Mr. Trump accused District officials of attempting to gouge the federal government with an exorbitant price tag on the parade planned for Veterans Day in November to commemorate the 100th anniversary of World War I.

District officials denied the charge, while Mayor Muriel Bowser swung back Friday by tweeting that she “finally got thru to the reality star in the White House with the realities ($21.6M) of parades/events/demonstrations in Trump America (sad).”

Mr.

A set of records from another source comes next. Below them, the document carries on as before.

PR #10356, opened 2025-08-15
refactor(frontend): update the styling for recent conversations

hieptl:

**Acceptance criteria:**
- When in a loading state, there are more loading skeletons than needed. Since we show the top 3 before pressing “view more”, we should only show 3 skeletons.
- We now paginate conversations. If you open the conversation panel and scroll, the recent conversations section will also flicker between actual items and loading skeletons

---

The PR updates the styling for recent conversations.

https://github.com/user-attachments/assets/0d0ac0d4-e58f-4930-a580-ccacf7bd3d3e

---

### DIFF
--- a/frontend/src/components/features/conversation-panel/conversation-panel.tsx
+++ b/frontend/src/components/features/conversation-panel/conversation-panel.tsx
@@ -51,7 +51,9 @@ export function ConversationPanel({ onClose }: ConversationPanelProps) {
   } = usePaginatedConversations();
 
   // Flatten all pages into a single array of conversations
-  const conversations = data?.pages.flatMap((page) => page.results) ?? [];
+  let conversations = data?.pages.flatMap((page) => page.results) ?? [];
+
+  conversations = [...conversations, ...conversations, ...conversations];
 
   const { mutate: deleteConversation } = useDeleteConversation();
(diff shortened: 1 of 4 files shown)


hieptl:
> Hmm, I think this is too complicated a solution and includes changes beyond the scope of this PR (according to it’s title).
> 
> Let’s hold on this for now until we get feedback from Paul on how we might want to handle paginated conversations in the home page

Paul mentioned that the Recent Conversations section will display up to 10 conversations, so pagination may not be necessary.

However, you pointed out that:
- With conversation pagination enabled, opening the conversation panel and scrolling causes the Recent Conversations section to flicker between actual items and loading skeletons.

The root cause was that both the conversation panel and the Recent Conversations section were using the same conversation hook. I’ve updated the code to resolve this.

amanape:
OK sounds good, so maybe we can just simplify it to show 3 be default, then 10 when opened. No need to have the user click “View More” more than once. We also need to confirm that the conversation query gets at least 10 convos per page, otherwise if it is less this would mean the app needs to fetch a second time to render the correct number of conversations

hieptl:
Hi @amanape, I've updated the code based on your feedback! Thank you for your feedback! 🙏

Issue #10346, opened 2025-08-15
[Bug]: 'openai/gpt-5' and 'anthropic/claude-opus-4-1-20250805' not working when running openhands in headless model with docker


manasi-sharma:
### Is there an existing issue for the same bug? (If one exists, thumbs up or comment on the issue instead).

- [x] I have checked the existing issues.

### Describe the bug and reproduction steps

docker pull docker.all-hands.dev/all-hands-ai/runtime:0.53-nikolaik

docker run -it --rm --pull=always \
    -e SANDBOX_RUNTIME_CONTAINER_IMAGE=docker.all-hands.dev/all-hands-ai/runtime:0.53-nikolaik \
    -e SANDBOX_USER_ID=$(id -u) \
    -e LLM_API_KEY=$OPEN_API_KEY \
    -e LLM_MODEL=openai/gpt-5 \
    -e LOG_ALL_EVENTS=true \
    -v /var/run/docker.sock:/var/run/docker.sock \
    -v "$STATE_DIR:/.openhands:rw" \
    -p 3000:3000 \
    --add-host host.docker.internal:host-gateway \
    --name "$CONTAINER_NAME" \
    docker.all-hands.dev/all-hands-ai/openhands:0.53 \
    python -m openhands.core.main -t "what is the capital of the moon?"

The issue persists when running with a LITELLM_KEY instead of an OPENAI_API_KEY (and correspondingly the ANTHROPIC_API_KEY for the claude 4.1 model ('anthropic/claude-opus-4-1-20250805'))

Error for OpenAI GPT-5 model ('openai/gpt-5'):
[Agent Controller ec9be6da-6f6e-4f-4559d33b96ef28f] AgentStateChangedObservation(content='', agent_state='error', reason="BadRequestError: litellm.BadRequestError: OpenAIException - Unsupported value: 'temperature' does not support 0.0 with this model. Only the default (1) value is supported.", observation=<ObservationType.AGENT_STATE_CHANGED: 'agent_state_changed'>)

Error for Anthropic Claude 4.1 model ('anthropic/claude-opus-4-1-20250805'):
[...]

Issue #10262, opened 2025-08-12
[Tech Debt]: Cleanup model name mapping and checking in `llm.py`


xingyaoww:
**What problem or use case are you trying to solve?**

In llm.py https://github.com/All-Hands-AI/OpenHands/blob/main/openhands/llm/llm.py

> the models names are checked in like 4 different ways in the code, some are exact matches, some are partial, it's a bit of a mess (though if it works, better not mess with it).

**Describe the UX or technical implementation you have in mind**

We should maybe maintain a mapping similar to https://github.com/BerriAI/litellm/blob/main/model_prices_and_context_window.json

and checking it in a principaled way to make the decision of whether:
1. cache prompt supported
2. function calling supported
3. reasoning effort supported
4. whether to remove stop words

**Additional context**

enyst:
Co-authored-by: OpenHands-GPT-5 openhands@all-hands.dev

Hi! I'm OpenHands-GPT-5, an AI agent assisting on this issue. Below is a concise, maintainability-first proposal to clean up model capability checks in llm.py.

Summary of the problem
- Capability checks (prompt caching, function calling, reasoning effort, stop words) are scattered and inconsistent across LLM, AsyncLLM, and StreamingLLM.
- Matching uses a mix of exact equality, basename equality, and substring contains, which is error-prone and hard to extend.
- Async/Streaming paths partially duplicate (and diverge from) the sync LLM behavior (e.g., reasoning-effort handling), causing drift risk.

What “good” looks like
- A single source of truth for model capabilities (function calling, reasoning effort, prompt cache, supports stop words).
- A single, predictable model-name normalization and pattern-matching strategy.
- LLM, AsyncLLM, and StreamingLLM all consume the same capability API instead of re-implementing checks.
- Updating model support should require editing one table, not chasing conditionals across files.

Recommended approach (cleanest and least fragile)
1) Introduce a small capability registry module
   - New file: openhands/llm/capabilities.py
   - Provide:
     - normalize_model_name(model: str) -> str
       - Canonicalizes to lowercase basename (strips provider/proxy prefixes like openrouter/, litellm_proxy/, anthropic/, etc.).
     - model_matches(model: str, patterns: Iterable[str]) -> bool
       - Glob-style matching (fnmatch), e.g. "qwen3-coder*" or "gemini-2.5-pro*".
     - dataclass ModelCapabilities:
       - function_calling: bool
       - reasoning_effort: bool
       - prompt_cache: bool
[...]

PR #10363, opened 2025-08-15
fix(llm): include gpt-5 to fn call model; set top p default value to None

xingyaoww:

Fix the issue in LLM arguments when using `gpt-5` and `opus-4-1`

---

- make `top_p` None by default so it uses provider default and solves the opus-4-1 issue mentioned in https://github.com/All-Hands-AI/OpenHands/issues/10346
- add gpt-5 to fncall support model

---

Fix https://github.com/All-Hands-AI/OpenHands/issues/10346

---

GUI with Docker:
```
docker run -it --rm   -p 3000:3000   -v /var/run/docker.sock:/var/run/docker.sock   --add-host host.docker.internal:host-gateway   -e SANDBOX_RUNTIME_CONTAINER_IMAGE=docker.all-hands.dev/all-hands-ai/runtime:a8d21ef-nikolaik   --name openhands-app-a8d21ef   docker.all-hands.dev/all-hands-ai/openhands:a8d21ef
```

CLI with uvx:
```
uvx --python 3.12 --from git+https://github.com/All-Hands-AI/OpenHands@xw/fix-10346 openhands
```

### DIFF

Mulvaney said that the $20 million figure was a number “I’m not familiar with,” and “The numbers that I saw from the city were much higher than that.”

“I like the mayor, she seems like a nice lady, but face it: This is a city that voted probably 70, 80 percent against the president,” he said. “So to think that maybe the city council of Washington, D.C., is not trying to help the president accomplish what he wants to accomplish shouldn’t be news to anybody.”

There were reports that the parade could cost as much as $92 million, although Defense Secretary James Mattis dismissed that figure, telling reporters, “I’m not dignifying that number with any reply.”

Congress authorized the parade in the National Defense Authorization Act signed last week by Mr. Trump. The Defense Department’s initial cost estimate was $12 million.

Mr. Trump, who has said he was inspired by his viewing last year of France’s Bastille Day military parade, said he will instead attend a previously scheduled parade at Joint Base Andrews in Maryland and mark end of the World War I at the Nov. 11 parade in Paris.

“The local politicians who run Washington, D.C. (poorly) know a windfall when they see it,” Mr. Trump tweeted Friday. “When asked to give us a price for holding a great celebratory military parade, they wanted a number so ridiculously high that I cancelled it. Never let someone hold you up!”

He didn’t rule out the idea of holding a U.S. military parade at some point, saying he may revisit the plan next year “when the cost comes WAY DOWN!”

The last U.S. military parade was held in 1991 to celebrate the end of the first Gulf War, featuring about 8,000 troops marching through the streets of the District, along with M-1 tanks, Bradley fighting vehicles, Tomahawk cruise missiles, and flyovers.

The event, which ended with an evening fireworks display, drew a crowd of about 800,000 by the end of the day and cost about $12 million, the Los Angeles Times reported.